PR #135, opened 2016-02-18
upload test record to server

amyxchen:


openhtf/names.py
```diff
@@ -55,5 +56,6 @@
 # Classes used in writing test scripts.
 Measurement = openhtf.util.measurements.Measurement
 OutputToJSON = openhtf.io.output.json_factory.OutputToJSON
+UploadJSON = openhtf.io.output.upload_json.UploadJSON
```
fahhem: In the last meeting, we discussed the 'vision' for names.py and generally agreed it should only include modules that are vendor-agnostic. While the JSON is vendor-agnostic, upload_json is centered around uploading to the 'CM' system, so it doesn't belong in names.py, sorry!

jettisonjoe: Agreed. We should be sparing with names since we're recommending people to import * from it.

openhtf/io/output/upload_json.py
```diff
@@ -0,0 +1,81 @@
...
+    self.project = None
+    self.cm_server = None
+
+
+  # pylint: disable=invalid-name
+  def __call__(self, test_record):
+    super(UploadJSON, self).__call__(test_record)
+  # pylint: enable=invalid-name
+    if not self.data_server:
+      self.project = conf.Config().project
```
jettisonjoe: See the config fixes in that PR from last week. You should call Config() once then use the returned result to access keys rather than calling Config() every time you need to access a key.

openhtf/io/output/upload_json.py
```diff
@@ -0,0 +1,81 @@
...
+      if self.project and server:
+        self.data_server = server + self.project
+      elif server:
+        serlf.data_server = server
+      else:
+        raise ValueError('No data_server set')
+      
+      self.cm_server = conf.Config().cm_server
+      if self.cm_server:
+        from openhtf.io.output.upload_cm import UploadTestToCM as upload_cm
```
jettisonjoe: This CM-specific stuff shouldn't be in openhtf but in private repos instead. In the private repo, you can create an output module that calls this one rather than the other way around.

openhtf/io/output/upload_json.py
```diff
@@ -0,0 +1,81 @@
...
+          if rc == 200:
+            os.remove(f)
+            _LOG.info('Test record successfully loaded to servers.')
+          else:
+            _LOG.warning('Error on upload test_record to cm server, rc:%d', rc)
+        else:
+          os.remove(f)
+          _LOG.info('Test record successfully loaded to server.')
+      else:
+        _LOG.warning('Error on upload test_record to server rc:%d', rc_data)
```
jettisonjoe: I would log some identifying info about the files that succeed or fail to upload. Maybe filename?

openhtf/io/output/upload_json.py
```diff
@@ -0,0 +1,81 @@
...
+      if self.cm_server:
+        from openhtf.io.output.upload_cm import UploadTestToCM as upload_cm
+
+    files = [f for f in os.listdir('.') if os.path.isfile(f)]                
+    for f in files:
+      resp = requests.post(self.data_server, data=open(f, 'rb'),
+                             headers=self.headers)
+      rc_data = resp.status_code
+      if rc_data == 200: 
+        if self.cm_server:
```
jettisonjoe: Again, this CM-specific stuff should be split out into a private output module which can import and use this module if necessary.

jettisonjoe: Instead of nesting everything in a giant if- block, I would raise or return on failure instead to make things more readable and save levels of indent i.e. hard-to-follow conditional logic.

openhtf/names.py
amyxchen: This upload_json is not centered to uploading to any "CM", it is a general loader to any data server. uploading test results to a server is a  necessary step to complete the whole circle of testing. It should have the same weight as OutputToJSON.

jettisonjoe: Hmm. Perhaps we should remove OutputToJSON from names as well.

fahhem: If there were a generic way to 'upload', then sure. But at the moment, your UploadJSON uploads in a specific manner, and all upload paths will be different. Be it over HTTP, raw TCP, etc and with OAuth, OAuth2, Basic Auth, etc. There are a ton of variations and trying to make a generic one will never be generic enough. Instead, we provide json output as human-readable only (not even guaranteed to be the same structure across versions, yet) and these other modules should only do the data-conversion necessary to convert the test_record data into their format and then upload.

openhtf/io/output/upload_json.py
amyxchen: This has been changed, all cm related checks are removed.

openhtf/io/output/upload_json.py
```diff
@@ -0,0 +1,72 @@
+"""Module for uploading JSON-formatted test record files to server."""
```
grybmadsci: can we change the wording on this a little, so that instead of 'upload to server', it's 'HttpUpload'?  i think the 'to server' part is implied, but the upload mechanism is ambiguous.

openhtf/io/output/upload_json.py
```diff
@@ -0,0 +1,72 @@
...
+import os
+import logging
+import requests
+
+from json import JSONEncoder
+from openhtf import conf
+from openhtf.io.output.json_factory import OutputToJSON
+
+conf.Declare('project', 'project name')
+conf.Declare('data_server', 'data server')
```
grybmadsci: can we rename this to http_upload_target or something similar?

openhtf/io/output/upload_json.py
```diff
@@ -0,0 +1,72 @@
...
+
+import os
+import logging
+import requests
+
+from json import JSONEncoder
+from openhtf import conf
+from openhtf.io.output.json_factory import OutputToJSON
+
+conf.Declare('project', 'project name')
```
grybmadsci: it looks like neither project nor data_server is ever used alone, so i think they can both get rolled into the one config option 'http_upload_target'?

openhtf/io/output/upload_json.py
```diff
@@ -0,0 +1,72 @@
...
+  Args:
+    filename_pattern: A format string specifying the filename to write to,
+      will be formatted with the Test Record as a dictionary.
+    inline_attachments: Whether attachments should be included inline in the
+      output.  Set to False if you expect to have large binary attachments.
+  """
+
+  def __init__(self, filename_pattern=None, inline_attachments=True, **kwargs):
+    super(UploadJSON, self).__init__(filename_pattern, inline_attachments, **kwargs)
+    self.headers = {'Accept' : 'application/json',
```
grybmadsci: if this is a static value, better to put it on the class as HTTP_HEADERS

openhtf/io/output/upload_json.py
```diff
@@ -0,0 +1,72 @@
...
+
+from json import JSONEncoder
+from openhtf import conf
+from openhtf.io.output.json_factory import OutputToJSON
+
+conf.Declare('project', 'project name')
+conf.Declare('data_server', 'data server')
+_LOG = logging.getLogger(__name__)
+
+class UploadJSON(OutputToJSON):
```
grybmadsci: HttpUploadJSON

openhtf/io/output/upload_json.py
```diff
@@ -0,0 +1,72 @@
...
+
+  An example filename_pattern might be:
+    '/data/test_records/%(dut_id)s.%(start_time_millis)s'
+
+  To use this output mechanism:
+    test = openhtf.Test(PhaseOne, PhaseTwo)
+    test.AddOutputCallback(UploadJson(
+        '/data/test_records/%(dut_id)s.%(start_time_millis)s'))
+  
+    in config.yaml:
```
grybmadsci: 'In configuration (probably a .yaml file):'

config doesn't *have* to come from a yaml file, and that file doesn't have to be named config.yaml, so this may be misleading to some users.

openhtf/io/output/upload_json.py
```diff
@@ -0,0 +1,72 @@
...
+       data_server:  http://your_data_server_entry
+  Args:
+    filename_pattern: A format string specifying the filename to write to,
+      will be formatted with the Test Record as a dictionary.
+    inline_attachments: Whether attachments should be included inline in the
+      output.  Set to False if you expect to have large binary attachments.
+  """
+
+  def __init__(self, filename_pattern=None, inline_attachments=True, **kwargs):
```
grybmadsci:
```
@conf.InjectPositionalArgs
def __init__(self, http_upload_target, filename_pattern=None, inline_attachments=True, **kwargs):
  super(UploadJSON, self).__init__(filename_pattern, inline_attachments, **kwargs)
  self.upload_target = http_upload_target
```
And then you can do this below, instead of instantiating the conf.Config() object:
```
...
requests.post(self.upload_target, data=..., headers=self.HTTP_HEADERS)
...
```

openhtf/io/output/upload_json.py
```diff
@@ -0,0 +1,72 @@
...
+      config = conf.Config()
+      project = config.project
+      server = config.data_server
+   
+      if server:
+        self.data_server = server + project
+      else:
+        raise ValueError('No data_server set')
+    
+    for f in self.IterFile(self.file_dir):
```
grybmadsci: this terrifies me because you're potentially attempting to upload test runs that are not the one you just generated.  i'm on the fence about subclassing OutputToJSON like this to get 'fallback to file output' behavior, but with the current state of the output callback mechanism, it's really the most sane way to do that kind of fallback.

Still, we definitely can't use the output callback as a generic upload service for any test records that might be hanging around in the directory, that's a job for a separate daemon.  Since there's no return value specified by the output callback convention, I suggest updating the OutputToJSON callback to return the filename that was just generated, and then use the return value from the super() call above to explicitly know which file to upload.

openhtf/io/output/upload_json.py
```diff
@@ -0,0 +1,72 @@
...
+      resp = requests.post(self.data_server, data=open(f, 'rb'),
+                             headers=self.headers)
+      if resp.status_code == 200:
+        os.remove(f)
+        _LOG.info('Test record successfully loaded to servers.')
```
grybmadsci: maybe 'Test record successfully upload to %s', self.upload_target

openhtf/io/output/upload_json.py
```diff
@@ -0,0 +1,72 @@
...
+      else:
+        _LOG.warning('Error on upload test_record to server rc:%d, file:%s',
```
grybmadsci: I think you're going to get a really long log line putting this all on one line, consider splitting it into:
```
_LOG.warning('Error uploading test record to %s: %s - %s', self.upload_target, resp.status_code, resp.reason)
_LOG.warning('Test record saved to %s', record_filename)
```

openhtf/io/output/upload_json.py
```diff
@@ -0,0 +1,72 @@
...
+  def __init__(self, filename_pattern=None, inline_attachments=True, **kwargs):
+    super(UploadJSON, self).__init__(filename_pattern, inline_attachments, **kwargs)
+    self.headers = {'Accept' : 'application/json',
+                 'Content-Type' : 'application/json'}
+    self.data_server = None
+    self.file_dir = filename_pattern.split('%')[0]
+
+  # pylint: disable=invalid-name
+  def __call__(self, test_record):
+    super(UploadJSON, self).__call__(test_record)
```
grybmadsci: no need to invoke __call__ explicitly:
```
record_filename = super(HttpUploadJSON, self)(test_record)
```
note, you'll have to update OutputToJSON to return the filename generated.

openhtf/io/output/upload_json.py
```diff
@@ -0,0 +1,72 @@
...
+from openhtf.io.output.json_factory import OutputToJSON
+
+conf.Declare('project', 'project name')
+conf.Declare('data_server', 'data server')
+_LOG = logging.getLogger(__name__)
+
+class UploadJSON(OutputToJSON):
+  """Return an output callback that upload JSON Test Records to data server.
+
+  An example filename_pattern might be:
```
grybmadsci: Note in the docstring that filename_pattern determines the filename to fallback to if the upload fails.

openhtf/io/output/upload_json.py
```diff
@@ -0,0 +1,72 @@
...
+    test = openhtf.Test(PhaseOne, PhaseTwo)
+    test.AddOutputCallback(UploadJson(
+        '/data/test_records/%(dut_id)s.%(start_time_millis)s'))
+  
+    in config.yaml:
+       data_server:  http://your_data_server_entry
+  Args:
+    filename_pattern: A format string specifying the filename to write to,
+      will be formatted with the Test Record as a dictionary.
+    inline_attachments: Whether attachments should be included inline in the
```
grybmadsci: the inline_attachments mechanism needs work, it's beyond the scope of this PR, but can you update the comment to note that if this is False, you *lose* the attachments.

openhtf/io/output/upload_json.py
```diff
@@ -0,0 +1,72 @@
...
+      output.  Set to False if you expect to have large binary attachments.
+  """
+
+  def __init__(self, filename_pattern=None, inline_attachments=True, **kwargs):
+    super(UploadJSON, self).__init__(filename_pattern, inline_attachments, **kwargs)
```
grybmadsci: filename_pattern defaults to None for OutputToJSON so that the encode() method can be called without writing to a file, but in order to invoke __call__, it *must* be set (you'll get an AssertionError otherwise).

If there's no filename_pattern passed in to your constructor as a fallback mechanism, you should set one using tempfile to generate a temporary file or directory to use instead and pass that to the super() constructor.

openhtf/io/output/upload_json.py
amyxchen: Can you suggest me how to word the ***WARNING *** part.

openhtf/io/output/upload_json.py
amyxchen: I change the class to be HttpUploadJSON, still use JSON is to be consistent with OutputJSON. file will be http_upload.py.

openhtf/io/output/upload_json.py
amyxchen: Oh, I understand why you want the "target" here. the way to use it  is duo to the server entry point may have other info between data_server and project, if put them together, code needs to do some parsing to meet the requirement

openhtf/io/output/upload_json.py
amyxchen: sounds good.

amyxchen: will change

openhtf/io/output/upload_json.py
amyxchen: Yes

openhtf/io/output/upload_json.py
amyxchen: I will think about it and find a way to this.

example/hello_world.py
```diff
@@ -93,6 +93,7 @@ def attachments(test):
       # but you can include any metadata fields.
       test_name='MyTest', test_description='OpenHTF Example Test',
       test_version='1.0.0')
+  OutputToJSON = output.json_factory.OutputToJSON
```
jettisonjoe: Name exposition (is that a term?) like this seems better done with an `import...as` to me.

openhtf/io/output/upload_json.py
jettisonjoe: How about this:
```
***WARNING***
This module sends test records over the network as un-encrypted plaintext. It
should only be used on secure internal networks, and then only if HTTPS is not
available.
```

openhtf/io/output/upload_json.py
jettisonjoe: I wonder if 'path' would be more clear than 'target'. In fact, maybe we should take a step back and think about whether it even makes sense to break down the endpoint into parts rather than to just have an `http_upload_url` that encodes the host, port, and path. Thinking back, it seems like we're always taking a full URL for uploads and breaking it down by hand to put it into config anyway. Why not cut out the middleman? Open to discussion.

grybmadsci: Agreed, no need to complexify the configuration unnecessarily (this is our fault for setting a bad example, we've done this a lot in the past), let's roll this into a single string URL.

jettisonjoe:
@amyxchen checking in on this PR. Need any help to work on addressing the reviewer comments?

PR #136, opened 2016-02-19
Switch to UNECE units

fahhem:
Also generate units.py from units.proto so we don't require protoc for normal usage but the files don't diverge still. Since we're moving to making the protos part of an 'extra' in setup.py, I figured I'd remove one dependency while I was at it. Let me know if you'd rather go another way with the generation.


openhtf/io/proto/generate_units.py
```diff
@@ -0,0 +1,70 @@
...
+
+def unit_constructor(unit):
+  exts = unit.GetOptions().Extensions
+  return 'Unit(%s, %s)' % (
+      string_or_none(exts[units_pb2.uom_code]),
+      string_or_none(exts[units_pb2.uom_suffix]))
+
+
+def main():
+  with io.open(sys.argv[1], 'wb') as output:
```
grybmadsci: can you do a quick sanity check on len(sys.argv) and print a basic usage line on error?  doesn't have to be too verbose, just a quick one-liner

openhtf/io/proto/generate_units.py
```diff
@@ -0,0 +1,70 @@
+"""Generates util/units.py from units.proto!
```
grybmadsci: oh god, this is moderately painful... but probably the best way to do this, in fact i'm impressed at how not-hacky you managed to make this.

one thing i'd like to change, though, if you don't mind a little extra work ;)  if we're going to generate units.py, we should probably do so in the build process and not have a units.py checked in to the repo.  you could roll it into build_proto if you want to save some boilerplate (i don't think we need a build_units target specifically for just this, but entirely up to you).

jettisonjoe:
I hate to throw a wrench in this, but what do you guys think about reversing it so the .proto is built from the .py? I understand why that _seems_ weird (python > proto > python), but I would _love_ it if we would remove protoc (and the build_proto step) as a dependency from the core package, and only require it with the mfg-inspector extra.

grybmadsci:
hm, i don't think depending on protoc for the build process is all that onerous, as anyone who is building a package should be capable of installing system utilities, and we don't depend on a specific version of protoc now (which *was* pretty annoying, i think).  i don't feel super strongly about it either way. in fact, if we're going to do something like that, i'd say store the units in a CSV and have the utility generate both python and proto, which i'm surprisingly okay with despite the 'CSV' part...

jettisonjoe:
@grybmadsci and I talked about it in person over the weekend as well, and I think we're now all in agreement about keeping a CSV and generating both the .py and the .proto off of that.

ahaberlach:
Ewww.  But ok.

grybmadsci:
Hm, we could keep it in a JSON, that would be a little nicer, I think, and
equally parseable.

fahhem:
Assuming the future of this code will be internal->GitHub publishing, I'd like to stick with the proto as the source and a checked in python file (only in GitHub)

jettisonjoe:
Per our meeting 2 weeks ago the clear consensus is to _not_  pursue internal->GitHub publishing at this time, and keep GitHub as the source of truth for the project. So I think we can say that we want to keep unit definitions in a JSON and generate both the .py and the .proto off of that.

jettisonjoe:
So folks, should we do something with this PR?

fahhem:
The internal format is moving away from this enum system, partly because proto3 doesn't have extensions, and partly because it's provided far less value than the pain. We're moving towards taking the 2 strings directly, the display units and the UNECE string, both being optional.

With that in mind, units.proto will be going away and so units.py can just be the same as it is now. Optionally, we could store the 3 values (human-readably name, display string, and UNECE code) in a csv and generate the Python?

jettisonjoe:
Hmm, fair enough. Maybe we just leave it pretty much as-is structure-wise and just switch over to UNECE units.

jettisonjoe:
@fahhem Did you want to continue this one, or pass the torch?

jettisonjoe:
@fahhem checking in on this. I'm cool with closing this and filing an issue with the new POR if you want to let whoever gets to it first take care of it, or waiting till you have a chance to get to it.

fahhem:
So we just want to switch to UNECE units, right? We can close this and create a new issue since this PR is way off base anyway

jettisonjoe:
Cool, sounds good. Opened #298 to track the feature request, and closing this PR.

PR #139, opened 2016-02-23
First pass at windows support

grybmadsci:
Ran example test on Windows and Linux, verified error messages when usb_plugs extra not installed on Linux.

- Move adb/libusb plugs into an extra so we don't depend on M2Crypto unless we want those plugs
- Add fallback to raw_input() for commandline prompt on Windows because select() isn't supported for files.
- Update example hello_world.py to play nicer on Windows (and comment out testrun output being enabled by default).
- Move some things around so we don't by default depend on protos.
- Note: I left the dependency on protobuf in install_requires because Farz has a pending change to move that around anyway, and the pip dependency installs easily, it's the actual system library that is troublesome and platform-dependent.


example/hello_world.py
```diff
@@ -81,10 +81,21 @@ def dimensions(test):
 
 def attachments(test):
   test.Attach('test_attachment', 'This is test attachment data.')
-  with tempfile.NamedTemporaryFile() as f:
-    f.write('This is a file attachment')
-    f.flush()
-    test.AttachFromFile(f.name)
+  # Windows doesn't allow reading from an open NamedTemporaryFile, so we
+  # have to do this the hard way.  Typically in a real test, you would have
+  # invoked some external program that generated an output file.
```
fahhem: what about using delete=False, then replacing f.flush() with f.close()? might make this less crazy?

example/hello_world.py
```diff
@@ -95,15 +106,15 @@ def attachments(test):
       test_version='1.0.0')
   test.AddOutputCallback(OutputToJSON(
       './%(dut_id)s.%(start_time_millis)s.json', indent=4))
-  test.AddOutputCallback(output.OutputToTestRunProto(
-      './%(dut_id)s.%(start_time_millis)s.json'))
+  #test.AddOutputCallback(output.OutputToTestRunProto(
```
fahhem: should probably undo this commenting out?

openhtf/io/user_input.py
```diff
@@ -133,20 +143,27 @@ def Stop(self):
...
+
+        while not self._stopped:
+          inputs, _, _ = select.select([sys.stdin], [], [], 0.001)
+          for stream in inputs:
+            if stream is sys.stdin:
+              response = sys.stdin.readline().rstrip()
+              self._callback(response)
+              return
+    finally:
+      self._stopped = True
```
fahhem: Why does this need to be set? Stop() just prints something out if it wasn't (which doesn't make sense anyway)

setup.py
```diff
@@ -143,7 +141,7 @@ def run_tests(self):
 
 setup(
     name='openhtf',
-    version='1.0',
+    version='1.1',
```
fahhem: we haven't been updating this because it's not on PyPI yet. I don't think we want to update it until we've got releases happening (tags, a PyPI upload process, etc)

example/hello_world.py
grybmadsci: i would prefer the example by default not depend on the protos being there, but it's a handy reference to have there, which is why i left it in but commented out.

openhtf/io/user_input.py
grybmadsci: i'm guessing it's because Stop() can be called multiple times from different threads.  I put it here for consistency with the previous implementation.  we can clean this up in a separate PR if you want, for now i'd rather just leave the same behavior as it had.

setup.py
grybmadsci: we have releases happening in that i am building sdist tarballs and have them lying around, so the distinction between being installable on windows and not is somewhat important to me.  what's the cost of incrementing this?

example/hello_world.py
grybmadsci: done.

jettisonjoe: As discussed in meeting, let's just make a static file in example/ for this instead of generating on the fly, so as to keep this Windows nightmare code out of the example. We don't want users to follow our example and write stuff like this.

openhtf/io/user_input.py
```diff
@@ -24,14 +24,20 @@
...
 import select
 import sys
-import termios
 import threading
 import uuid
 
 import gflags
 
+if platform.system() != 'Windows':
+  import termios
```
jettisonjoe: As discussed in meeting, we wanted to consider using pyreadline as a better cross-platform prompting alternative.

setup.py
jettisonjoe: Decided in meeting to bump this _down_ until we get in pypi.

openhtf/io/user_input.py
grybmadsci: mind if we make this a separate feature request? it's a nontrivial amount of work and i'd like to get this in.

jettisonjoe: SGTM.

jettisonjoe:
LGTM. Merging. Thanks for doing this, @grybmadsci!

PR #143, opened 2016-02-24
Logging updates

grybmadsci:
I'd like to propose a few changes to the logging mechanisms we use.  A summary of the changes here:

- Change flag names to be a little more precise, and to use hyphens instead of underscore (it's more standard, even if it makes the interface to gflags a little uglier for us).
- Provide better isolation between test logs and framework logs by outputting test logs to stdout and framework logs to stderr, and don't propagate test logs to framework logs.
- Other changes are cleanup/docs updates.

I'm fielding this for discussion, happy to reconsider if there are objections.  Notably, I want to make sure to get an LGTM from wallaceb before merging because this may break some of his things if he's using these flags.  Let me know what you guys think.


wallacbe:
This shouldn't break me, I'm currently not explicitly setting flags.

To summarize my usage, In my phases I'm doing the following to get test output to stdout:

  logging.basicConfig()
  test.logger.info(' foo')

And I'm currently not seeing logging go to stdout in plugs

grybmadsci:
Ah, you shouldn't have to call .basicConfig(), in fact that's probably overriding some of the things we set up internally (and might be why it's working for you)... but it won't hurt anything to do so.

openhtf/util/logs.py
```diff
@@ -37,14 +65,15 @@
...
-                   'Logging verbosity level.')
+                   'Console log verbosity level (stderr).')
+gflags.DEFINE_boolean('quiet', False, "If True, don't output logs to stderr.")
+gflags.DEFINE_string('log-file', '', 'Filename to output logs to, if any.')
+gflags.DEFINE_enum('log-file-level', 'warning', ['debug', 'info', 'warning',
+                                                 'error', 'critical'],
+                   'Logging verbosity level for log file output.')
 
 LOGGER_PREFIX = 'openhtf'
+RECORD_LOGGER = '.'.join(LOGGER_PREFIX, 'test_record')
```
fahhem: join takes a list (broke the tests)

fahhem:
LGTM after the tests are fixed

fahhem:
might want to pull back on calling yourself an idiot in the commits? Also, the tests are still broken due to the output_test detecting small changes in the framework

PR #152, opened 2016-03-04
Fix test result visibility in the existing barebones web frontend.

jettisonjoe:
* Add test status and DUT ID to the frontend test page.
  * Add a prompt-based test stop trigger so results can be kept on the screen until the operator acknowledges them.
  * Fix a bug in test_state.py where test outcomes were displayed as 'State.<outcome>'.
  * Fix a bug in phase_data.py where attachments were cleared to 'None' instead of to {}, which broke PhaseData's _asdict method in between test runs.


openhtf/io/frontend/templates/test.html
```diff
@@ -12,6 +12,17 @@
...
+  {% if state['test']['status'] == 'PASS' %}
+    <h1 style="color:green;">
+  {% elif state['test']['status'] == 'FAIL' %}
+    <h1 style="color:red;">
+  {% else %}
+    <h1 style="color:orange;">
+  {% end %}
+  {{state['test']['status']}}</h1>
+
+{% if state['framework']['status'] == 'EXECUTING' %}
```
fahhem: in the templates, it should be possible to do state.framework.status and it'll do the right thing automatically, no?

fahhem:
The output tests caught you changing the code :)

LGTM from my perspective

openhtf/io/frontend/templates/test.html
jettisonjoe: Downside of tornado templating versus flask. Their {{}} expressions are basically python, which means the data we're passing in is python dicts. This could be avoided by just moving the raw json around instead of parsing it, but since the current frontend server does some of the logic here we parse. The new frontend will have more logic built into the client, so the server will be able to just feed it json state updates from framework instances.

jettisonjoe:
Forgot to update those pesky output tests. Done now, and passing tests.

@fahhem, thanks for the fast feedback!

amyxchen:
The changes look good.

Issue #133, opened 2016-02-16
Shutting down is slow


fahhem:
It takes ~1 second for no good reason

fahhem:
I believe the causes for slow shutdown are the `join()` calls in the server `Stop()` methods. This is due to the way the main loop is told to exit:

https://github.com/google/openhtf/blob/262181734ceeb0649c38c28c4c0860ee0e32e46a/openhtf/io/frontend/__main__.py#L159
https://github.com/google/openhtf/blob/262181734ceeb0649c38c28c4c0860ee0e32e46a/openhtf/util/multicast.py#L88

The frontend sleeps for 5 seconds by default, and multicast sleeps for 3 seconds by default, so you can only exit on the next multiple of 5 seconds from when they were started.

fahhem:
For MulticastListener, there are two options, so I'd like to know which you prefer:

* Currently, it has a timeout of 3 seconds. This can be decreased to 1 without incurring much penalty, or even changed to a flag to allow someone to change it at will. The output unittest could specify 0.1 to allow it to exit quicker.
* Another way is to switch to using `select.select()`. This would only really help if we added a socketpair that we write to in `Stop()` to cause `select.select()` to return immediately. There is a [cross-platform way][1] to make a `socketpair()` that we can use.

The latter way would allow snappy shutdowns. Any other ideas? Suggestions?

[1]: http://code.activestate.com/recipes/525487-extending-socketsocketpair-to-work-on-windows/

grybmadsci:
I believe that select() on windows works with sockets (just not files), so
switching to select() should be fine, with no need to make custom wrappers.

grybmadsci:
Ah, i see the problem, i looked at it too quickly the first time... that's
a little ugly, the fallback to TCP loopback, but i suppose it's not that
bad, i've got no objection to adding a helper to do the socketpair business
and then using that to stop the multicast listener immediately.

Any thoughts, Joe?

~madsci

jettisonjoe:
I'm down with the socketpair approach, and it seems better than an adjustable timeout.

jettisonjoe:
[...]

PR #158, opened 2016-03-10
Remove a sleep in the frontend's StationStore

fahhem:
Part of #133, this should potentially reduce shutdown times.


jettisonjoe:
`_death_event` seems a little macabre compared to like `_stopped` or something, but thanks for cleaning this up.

**PROMPT**
Using the records above, count the lines containing "between". Give no words besides the number.

**RESPONSE FOR THIS EXERCISE**
4